PR #387, opened 2026-09-08
fix: campaign Leads tab and contact export stop partway through a large list

### LINKED ISSUE #382: One-Time Campaign: “Load More” Stops After 198 Leads
I created a one-time campaign with around 600 leads. However, when I click **“Load More,”** it only loads up to 198 leads. After that, the **“Load More”** button no longer appears, even though there are still more leads in the campaign.

Could you please check why the remaining leads are not being loaded?

@meszmate

meszmate:
Fixes #382.

## What was wrong

The contacts keyset cursor compared the sort column against a subquery that named the **outer** query's alias:

```sql
(SELECT c.created_at FROM contacts WHERE id = $n)
```

`c` is not bound inside that subquery, so Postgres resolves it as a correlated reference to the row being tested. The boundary was therefore always equal to the row's own value, and the whole clause collapsed to:

```sql
c.id >= '<cursor uuid>'
```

____

Prompt: Within the data above, find the lines that contain the word "subquery" and copy each of them.

Answer to the problem:
The contacts keyset cursor compared the sort column against a subquery that named the **outer** query's alias:
`c` is not bound inside that subquery, so Postgres resolves it as a correlated reference to the row being tested. The boundary was therefore always equal to the row's own value, and the whole clause collapsed to:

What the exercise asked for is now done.